If we're not telling the computer exactly what do then we're leaving the LLM to make (wrong) assumptions.
If we are telling the computer exactly what to do via natural language then it is as complicated as normal programming if not more complicated.
As least that's how I feel about it
One of the most frustrating (but common) things is you do v1. It looks good enough.
Then you go to tweak it a little (say move one box 10-15 pixels over, or change some text sizing or whatever), and it loses its mind.

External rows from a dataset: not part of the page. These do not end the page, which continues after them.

PR #3355, opened 2025-05-02
ACDC payments for Subscription are failing at checkout for new users (4549)

Dinamiko:
The problem seems caused by Pay Later enabled together with Vaulting at the same time in the JSSDK:

Captura de pantalla 2025-04-30 a las 17 35 59

### How to reproduce
- Reset environment
- Activate WC, configure country as US
- Activate WC Subscriptions
- Activate PayPal plugin
- Onboard using US business merchant account
- Select “Business”, “Subscriptions” and “Available with additional application” when onboarding
- Once onboarded visit Payment Methods tab, notice how Pay Later is disabled but checkbox is checked:

Captura de pantalla 2025-04-30 a las 17 49 43

This PR fixes `use_subscriptions` flag as it was using `SUBSCRIPTIONS` instead of `subscriptions` and therefore the condition always returned `false`.

Then uses `use_subscriptions` flag value to enable Pay Later when is not `true`.


Narek13 (approved):
Haven't tested but LGTM. Thanks

PR #3362, opened 2025-05-06
APMs automatically enabled when selecting "No, ..." during onboarding (4467)

mmaymo:
This PR fixes the behaviour where APM's were enabled even if we selected "No" during onboarding. 
The toggle $is_enabled now is conditioned to the flag "use_card_payments"


modules/ppcp-settings/src/Service/SettingsDataManager.php
```diff
@@ -165,7 +165,7 @@ public function reset_all_settings() : void {
 	 */
 	public function set_defaults_for_new_merchant( ConfigurationFlagsDTO $flags ) : void {
 		if ( $this->onboarding_profile->is_setup_done() ) {
-			return;
+			//return;
```
Dinamiko: Check and fix this commented line.

Dinamiko (changes requested):

modules/ppcp-settings/src/Service/SettingsDataManager.php
mmaymo: Forgot that sorry, fixed

Dinamiko (approved):

PR #3369, opened 2025-05-07
Auto-enable logging during onboarding (4591)

stracker-phil:
### Description

Changes the default state of the logging-module to be enabled while the merchant did not complete the onboarding wizard.

- This change affect the default state for legacy, and the new UI
- Since the merchant has no access to the plugin settings, the logger can only be disabled via the WP filter
- The filter `woocommerce_paypal_payments_is_logging_enabled` still has the final decision over the logger state

### Steps to Test

In the new UI:

1. Disconnect using the "Start over" toggle to completely reset all settings
    - This step will disable the logger, prior to this PR
2. On the first page of the onboarding wizard, expand the "Advanced options" and enable the "Sandbox" toggle
    - This action triggers an API call to the PayPal servers, which is logged
3. Navigate to "WooCommerce → Settings → Logs" and verify the PayPal API call is logged

### DIFF
--- a/modules/ppcp-wc-gateway/services.php
+++ b/modules/ppcp-wc-gateway/services.php
@@ -1501,16 +1501,26 @@ return array(
 			$container->get( 'woocommerce.logger.woocommerce' )
 		);
 	},
-	'wcgateway.logging.is-enabled'                         => function ( ContainerInterface $container ) : bool {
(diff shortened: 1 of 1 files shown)


Dinamiko (approved):

Narek13 (approved):
LGTM. Thanks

So then you spend the next several days trying every possible combination of random things to get it to actually move the way you want. It ends up breaking a bunch of other things in the process.
Eventually, you get it right, and then never ever want to touch it ever again.
I’m not a fan of a lot of this AI stuff, but there is no reason to expect it won’t get to that level.
And that normally stems from lack of information or communication problems.
that's not an argument. that's just magical thinking
One example is just laborious typing-heavy stuff. Like I recently needed a table converted to an enumeration. 5 years ago I'd have spent half a day to figure out a way to sed/awk/perl that transformation. Now I can entertain an AI for half an hour or so to either do the transformation (which is easy to verify) or to setup a transformation script.
Or I enjoy that I can give an LLM a problem and 2-3 solution approaches I'd see, and get back 4-5 examples on how that code would look like in those solution approaches, and some more. Again, this would take me 1-2 days and I might not see some of the more creative approaches. Those approaches might also be entire nonsense, mind you.
But generating large amounts of code just won't be a good, time-efficient idea long-term if you have to support and change it. A lot of our code base is rather simple python, but it carries a lot of reasoning and thought behind it. Writing that code is not a bottleneck at all.
There are also times where it isn't.
Developing the judgment for when it is and isn't faster, when it's likely to do a good job vs isn't likely, is pretty important. But also, how good of a job it does is often a skill issue, too. IMO the most important and overlooked skill is the having the foresight and the patience to give it the context it needs to do a good job.
Should this have the "Significantly so" qualifier as well?
Because when the AI isn't cutting it, you always have the option to pull the plug and just do it manually. So the downside is bounded. In that way it's similar the Mitch Hedberg joke: "I like an escalator, because an escalator can never break. It can only become stairs."
The absolute worse-case scenario is situations where you think the AI is going to figure it out, so keep prompting it, far past the time when you should've changed your approach or gfiven up and done it manually.
You could have a codebase subtly broken on so many levels that you cannot fix it without starting from scratch - losing months.
You could slowly lose your ability to think and judge.